▶ Action item:
The entire listing is to be repeated verbatim.

▶ Available data:
§ §

PR #806, opened 2015-07-21
Parse author names

aurimasv:
Currently non-dropping particle parsing is being done automatically in CiteProc. This patch disables automatic parsing and moves it to `itemToCSLJSON`, which means that names are parsed when exporting to CSL JSON.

§ §

▶ Result for this task:
PR #806, opened 2015-07-21
Parse author names

aurimasv:
Currently non-dropping particle parsing is being done automatically in CiteProc. This patch disables automatic parsing and moves it to `itemToCSLJSON`, which means that names are parsed when exporting to CSL JSON.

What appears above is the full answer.